Common-mode noise problems occur when a pulse finds a lower impedance path to ground through the load than by other means. The grounded shield in the isolation transformers offers a lower impedance path than the inter-winding capacitance, shunting the pulse to ground.

“It’s an ill wind that blows no good”, however. The high inductive reactance of the lines at high frequencies, coupled with the line-to-line distributed shunt capacitance, tends to form a natural low-pass filter that attenuates the same very high frequencies. This time we got something for nothing.

Performance Testing is Necessary-and Possible

Published specifications for noise and spike suppression capabilities of commercial protection equipment are misleading at best. This is because there are few real standards and because assumptions behind the claims are rarely included. The assumed conditions have little to do with the real world, anyway.

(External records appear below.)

PR #1243, opened 2021-05-14
fix two nasty bugs

sin-mike:
1. ffmpeg gets paths as quoted to handle spaces
2. os.path.split instead of .rsplit to handle non-parented files

### DIFF
--- a/deeplabcut/generate_training_dataset/trainingsetmanipulation.py
+++ b/deeplabcut/generate_training_dataset/trainingsetmanipulation.py
@@ -559,7 +559,9 @@ def MakeInference_yaml(itemstochange, saveasconfigfile, defaultconfigfile):
 
 def _robust_path_split(path):
     sep = "\\" if "\\" in path else "/"
-    parent, file = path.rsplit(sep, 1)
+    #import pdb; pdb.set_trace()
+    #parent, file = path.rsplit(sep, 1)
+    parent, file = os.path.split(sep)
     filename, ext = os.path.splitext(file)
     return parent, filename, ext
 
--- a/deeplabcut/generate_training_dataset/trainingsetmanipulation.py
+++ b/deeplabcut/generate_training_dataset/trainingsetmanipulation.py
@@ -559,7 +559,14 @@ def MakeInference_yaml(itemstochange, saveasconfigfile, defaultconfigfile):
 
 def _robust_path_split(path):
     sep = "\\" if "\\" in path else "/"
-    parent, file = path.rsplit(sep, 1)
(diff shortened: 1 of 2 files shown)


AlexEMG (approved):
Thanks!

AlexEMG:
Tests -- fail.

jeylau:
Hey @sin-mike, handling spaces in movie file names is a great fix, but why escaping the quotes?
As for path splitting, what specifically are you trying to fix? Splitting the separator is not doing anything.

sin-mike:
> Hey @sin-mike, handling spaces in movie file names is a great fix, but why escaping the quotes?
> As for path splitting, what specifically are you trying to fix? Splitting the separator is not doing anything.

@jeylau 
1. Escaping quoted makes later changes safer, e.g. if you change the quotation style later automatically. It is just a good practice to explicitly put `\"` instead of just `"`, when you want it to by printed
2. Os-specific filepath parsing is handled by _os.path_ by default. By using os.path.split, instead of .rsplit(os.path.sep) helps to avoid such a problem, as when you put in ipython simply `movie.mp4`, you'll get `['movie.mp4']` with `rsplit`, but `['', 'movie.mp4']` with `os.path.split`

sin-mike:
@AlexEMG 

> Tests -- fail.

I didn't get it, how one half of env passed the test, the other didn't. How to disclose the errors?

jeylau:
os.path.split handles splitting according to the separator of the platform the code is run on, and thus does not work e.g. with data labeled on Windows prior to creating datasets/training on Linux. Note that this function is not part of the public API, and is only called in places where full paths are expected; while I agree it fails when only a file name is given, this is not what's stored in the annotated data files, nor in config['video_sets']. I hope that helps 😊

AlexEMG:
Indeed not a public function. @jeylau  Independent for this conversation, but maybe for future maintainability it would be good to actually put a comment, why we split the paths like this (to all cross-platform data transfer).

sin-mike:
> os.path.split handles splitting according to the separator of the platform the code is run on, and thus does not work e.g. with data labeled on Windows prior to creating datasets/training on Linux. Note that this function is not part of the public API, and is only called in places where full paths are expected; while I agree it fails when only a file name is given, this is not what's stored in the annotated data files, nor in config['video_sets']. I hope that helps 😊

Yep, It is all clear. Then a quick and dirty fix will be checking if len of `rsplit` is more than 2, and giving back an empty parent folder otherwise.

jeylau (approved):

jeylau:
Thanks a lot for the edits @sin-mike, looks greater now! ☺️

Luckily, several quality manufacturers are now making equipment that produces realistic, repeatable power line disturbances, allowing objective comparisons between the many alternative technologies that are available for a particular application. This includes generation of the large ring waves and impulses in the ANSI/IEEE Standard C62.41-1980 reviewed earlier. Unfortunately, these machines tend to be large, lethal and relatively expensive. It is possible to obtain a spike generation device, which offers small size and low cost in exchange for limited flexibility and power. An example is the TEAL SG-863, which puts out an 800 V (peak to peak) decaying 12.5 kHz ring wave. The fast 150 ns rise and fall times add frequency components up to 2 MHz. The spike is put directly onto the peak of the 60 Hz, 120 V sine wave as shown in Fig. 8.

Although the generator’s primary function is not for destructive testing, it does enable one to determine if various protective devices really do divert, clip or absorb spikes on the power line. We have been able to correlate data obtained by using this device with the results obtained using other surge generators whose monthly rental fees exceed the cost of building this smaller one. And since it puts a spike on each positive 60 Hz peak, you don’t need an expensive storage scope to see the results. It can be used to observe both normal- and common-mode impulses.

Dedicated Grounds and Personnel Safety Issues

The national Electrical Code is written around the safety of the human user rather than the sensitive electronic loads. But is it possible to protect both? One technique that some people use is the dedicated ground. The rationale is that the building ground system is so bad that it is better to construct a new, good ground than to try to fix the old one. Generally, this is combined with an isolation transformer as in Fig. 9.

There is an element of danger involved. Sizable potential can exist between the two grounds, and a person could be touching both at once. This could be an especially significant problem in the event of a lightning strike when ground potentials can differ by thousands of volts. It is better to have just one ground and use heavy-gauge wire (for greater surface area), terminated at a good building ground rod driven into wet earth.


Destructive surges on the line caused by lightning and other high-energy impulses can be modeled with validity. Good, shielded isolation transformers can protect against these impulses if properly designed and built. However, use of these isolation transformers also requires the use of low-impedance, normal-mode filters. A new type of spike generator is available, allowing performance testing of circuits to be accomplished quickly and inexpensively. When designing grounding systems to protect sensitive electronics, personnel safety is an important issue to consider.